Traumatic brain injury (TBI) engenders traumatic necrosis and penumbra—areas of secondary neural injury which are crucial targets for therapeutic interventions. Segmenting manually areas of ongoing changes like necrosis, edema, hematoma, and inflammation is tedious, error-prone, and biased. Using the multi-parametric MR data from a rodent model study, we demonstrate the effectiveness of an end-end deep learning global-attention-based UNet (GA-UNet) framework for automatic segmentation and quantification of TBI lesions.

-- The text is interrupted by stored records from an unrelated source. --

PR #7088, opened 2020-12-03
docs(README): note Xcode >=12 / cocoapods >= 1.10 required

mikehardy:
### Discussion

It appears to not be required for every configuration, but probably easier to specify,
as Xcode 12 and cocoapods 1.10 are generally available and will avoid developer
experience surprises 

https://firebase.google.com/support/release-notes/ios#performance-monitoring

### Testing

Docs only change

### API Changes

Docs only change

### DIFF
--- a/README.md
+++ b/README.md
@@ -105,8 +105,8 @@ Instructions for the experimental Carthage distribution are at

Longitudinal MR scans (2 h, 1, 3, 7, 14, 30, and 60 days) were performed on eight Sprague–Dawley rats after controlled cortical injury was performed. TBI lesion and sub-regions segmentation was performed using 3D-UNet and GA-UNet. Dice statistics (DSI) and Hausdorff distance were calculated to assess the performance. MR scan variations-based (bias, noise, blur, ghosting) data augmentation was performed to develop a robust model.

Training/validation median DSI for U-Net was 0.9368 with T2w and MPRAGE inputs, whereas GA-UNet had 0.9537 for the same. Testing accuracies were higher for GA-UNet than U-Net with a DSI of 0.8232 for the T2w-MPRAGE inputs.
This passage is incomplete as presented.